### Goal of the exercise
Each line of the data below that contains "changes" must be copied.

Entries taken from a collection:

━━━━

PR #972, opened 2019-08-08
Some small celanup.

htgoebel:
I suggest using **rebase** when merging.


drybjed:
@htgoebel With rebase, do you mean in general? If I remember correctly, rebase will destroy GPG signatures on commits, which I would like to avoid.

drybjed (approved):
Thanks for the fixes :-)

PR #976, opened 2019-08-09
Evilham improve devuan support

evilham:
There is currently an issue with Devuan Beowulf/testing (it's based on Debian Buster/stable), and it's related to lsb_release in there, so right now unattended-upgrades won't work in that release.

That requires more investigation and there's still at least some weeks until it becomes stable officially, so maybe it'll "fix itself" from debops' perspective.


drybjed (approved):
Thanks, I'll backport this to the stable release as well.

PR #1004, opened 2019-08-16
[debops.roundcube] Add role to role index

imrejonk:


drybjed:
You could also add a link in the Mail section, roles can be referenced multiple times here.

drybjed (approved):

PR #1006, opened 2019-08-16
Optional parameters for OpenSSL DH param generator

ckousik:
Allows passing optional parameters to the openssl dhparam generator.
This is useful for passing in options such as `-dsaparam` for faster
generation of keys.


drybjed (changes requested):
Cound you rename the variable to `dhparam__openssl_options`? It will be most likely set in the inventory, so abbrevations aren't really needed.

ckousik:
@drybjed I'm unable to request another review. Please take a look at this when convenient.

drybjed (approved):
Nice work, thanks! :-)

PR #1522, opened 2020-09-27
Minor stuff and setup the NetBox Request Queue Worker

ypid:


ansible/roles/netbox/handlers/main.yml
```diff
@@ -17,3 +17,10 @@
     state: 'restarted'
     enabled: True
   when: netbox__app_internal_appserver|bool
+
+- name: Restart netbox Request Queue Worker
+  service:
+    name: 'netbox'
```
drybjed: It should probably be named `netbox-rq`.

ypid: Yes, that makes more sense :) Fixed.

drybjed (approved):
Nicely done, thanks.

━━━━

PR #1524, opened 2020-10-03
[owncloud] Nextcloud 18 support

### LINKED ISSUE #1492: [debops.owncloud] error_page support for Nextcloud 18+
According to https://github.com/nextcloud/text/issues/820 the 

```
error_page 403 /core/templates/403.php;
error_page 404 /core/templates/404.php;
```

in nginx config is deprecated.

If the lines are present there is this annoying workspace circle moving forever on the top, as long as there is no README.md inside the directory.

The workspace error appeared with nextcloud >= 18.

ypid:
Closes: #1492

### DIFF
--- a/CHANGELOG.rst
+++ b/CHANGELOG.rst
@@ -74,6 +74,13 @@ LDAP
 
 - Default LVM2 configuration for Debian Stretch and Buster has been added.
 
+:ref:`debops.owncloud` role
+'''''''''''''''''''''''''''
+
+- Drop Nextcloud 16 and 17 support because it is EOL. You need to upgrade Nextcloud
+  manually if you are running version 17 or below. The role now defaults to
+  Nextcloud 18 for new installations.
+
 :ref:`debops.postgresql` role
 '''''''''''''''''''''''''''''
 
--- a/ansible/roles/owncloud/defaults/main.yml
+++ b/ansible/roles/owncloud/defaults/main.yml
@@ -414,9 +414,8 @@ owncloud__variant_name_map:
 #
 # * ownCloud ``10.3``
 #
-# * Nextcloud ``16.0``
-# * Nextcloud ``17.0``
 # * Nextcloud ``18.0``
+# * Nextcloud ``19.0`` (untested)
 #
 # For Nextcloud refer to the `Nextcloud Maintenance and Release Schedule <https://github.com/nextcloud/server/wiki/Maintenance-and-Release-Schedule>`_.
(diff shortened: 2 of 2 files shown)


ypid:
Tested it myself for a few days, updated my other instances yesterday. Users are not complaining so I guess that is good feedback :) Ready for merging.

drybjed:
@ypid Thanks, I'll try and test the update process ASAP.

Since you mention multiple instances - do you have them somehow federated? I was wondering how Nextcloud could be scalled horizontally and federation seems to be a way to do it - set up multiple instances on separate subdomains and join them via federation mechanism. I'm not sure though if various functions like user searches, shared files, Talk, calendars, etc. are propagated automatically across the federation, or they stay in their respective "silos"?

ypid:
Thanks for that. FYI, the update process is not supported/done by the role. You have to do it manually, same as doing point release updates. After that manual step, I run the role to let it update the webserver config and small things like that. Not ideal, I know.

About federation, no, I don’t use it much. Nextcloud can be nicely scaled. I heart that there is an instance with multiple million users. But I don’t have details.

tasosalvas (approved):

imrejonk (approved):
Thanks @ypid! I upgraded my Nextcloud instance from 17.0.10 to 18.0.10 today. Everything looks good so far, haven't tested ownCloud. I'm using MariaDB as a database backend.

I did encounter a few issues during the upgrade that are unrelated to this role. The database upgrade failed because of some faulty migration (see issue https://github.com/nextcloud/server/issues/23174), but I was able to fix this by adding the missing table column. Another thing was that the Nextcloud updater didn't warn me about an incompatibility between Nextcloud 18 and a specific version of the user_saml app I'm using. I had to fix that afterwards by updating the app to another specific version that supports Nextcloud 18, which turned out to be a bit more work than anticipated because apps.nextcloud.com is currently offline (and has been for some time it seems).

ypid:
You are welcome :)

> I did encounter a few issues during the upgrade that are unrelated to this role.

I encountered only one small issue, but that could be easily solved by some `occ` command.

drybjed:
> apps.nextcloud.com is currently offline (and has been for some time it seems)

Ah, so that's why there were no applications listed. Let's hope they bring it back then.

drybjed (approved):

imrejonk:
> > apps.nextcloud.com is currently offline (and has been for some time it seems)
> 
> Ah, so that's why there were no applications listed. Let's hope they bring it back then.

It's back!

━━━━

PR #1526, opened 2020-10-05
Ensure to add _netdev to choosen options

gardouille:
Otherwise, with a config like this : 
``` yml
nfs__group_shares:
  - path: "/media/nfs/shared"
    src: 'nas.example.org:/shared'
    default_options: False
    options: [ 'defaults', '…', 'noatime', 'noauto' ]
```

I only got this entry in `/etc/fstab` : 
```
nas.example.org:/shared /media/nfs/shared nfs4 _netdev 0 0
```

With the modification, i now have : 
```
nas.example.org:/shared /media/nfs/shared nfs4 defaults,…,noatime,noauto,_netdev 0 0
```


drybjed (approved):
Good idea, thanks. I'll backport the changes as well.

━━━━

### Result of this exercise
drybjed (changes requested):
Good idea, thanks. I'll backport the changes as well.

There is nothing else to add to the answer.